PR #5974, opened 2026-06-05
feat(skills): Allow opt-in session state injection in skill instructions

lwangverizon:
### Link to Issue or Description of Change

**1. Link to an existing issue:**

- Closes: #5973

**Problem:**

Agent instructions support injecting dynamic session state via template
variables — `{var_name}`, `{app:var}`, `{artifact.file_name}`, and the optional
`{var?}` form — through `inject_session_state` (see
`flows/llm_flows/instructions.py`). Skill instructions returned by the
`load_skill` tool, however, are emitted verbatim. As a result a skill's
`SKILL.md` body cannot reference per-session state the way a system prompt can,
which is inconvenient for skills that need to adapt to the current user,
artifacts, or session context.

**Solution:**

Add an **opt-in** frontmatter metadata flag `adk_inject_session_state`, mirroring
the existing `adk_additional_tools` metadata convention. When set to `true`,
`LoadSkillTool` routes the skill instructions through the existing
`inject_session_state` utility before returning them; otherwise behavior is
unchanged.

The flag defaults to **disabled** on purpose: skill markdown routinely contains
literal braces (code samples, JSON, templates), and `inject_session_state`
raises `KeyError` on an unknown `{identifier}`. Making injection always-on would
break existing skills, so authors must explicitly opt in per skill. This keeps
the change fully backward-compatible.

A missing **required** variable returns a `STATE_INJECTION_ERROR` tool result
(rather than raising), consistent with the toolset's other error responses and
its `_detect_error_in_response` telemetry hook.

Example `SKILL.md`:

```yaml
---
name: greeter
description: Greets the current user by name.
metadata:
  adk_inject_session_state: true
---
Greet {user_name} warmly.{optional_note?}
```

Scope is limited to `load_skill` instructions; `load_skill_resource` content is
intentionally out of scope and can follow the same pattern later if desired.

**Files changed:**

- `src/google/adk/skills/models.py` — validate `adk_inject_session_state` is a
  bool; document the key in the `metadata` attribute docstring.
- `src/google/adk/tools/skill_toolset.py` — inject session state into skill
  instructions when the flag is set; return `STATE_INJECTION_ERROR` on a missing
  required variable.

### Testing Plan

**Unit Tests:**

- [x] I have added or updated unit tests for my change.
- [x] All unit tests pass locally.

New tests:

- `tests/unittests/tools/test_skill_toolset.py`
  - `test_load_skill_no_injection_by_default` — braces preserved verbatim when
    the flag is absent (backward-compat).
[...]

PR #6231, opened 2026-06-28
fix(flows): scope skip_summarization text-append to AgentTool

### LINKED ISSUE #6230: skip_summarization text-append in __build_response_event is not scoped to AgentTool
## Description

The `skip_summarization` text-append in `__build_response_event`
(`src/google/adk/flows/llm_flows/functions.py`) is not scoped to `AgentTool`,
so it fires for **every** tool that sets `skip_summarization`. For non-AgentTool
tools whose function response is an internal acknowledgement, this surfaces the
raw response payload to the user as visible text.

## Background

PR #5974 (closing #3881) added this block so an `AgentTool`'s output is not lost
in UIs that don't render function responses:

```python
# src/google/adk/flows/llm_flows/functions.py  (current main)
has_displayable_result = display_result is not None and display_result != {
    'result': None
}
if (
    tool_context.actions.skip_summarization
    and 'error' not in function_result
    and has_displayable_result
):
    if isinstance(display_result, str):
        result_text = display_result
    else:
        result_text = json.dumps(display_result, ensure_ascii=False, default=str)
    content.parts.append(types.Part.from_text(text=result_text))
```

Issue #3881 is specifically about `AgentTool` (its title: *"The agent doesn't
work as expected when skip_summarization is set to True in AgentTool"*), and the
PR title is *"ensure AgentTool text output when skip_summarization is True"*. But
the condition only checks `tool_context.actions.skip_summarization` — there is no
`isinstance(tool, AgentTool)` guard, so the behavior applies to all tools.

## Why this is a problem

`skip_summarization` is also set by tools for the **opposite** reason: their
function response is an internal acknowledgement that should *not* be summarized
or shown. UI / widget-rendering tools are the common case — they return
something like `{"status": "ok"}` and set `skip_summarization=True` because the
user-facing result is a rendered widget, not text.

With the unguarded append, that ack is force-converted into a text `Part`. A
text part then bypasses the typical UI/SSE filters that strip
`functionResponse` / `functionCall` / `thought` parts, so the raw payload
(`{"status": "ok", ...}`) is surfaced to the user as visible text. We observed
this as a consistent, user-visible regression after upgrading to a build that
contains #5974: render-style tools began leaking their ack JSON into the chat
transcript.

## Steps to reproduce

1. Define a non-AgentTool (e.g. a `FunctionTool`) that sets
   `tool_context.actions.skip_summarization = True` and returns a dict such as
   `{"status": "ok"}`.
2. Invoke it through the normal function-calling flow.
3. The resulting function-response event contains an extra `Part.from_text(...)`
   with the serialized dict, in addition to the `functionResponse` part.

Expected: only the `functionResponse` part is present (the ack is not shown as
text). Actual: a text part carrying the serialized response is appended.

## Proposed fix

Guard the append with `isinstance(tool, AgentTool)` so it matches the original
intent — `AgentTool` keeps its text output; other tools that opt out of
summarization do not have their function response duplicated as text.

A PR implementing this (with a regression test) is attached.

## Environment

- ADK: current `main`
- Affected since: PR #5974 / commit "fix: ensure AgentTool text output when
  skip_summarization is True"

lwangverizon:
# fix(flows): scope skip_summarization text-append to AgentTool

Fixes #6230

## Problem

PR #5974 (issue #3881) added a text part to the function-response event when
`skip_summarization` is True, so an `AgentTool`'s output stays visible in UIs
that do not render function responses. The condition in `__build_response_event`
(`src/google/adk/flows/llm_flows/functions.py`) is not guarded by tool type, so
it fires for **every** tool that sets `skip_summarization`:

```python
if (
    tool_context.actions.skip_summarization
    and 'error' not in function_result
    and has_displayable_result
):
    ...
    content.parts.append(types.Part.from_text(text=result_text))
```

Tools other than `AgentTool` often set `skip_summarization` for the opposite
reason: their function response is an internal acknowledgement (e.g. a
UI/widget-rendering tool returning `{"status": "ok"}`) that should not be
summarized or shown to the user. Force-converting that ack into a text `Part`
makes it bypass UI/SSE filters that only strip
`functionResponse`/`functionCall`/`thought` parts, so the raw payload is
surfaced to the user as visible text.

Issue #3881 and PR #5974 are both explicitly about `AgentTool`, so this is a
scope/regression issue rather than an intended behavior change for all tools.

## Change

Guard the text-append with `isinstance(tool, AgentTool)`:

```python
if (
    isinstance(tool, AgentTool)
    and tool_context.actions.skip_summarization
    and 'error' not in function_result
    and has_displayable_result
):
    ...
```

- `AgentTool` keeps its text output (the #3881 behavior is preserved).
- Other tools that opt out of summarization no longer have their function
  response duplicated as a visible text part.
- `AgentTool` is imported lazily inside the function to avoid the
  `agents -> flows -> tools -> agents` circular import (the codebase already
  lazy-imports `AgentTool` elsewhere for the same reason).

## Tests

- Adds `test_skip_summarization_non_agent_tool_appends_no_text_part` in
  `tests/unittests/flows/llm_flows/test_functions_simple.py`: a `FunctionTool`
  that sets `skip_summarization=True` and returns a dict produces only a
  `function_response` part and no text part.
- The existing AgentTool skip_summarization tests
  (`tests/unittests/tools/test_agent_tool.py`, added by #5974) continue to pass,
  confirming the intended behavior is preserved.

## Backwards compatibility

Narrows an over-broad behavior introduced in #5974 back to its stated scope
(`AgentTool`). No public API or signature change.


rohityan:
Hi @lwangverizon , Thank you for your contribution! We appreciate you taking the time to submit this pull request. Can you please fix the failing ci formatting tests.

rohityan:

☆ ☆ ☆ ☆ ☆

> _What to do_: Could you transcribe the entries above word for word, from the line with "to all tools." down to the line with "text. We observed", keeping both?

> _Exercise solution_:
`isinstance(tool, AgentTool)` guard, so the behavior applies to all tools.

## Why this is a problem

`skip_summarization` is also set by tools for the **opposite** reason: their
function response is an internal acknowledgement that should *not* be summarized
or shown. UI / widget-rendering tools are the common case — they return
something like `{"status": "ok"}` and set `skip_summarization=True` because the
user-facing result is a rendered widget, not text.

With the unguarded append, that ack is force-converted into a text `Part`. A
text part then bypasses the typical UI/SSE filters that strip
`functionResponse` / `functionCall` / `thought` parts, so the raw payload
(`{"status": "ok", ...}`) is surfaced to the user as visible text. We observed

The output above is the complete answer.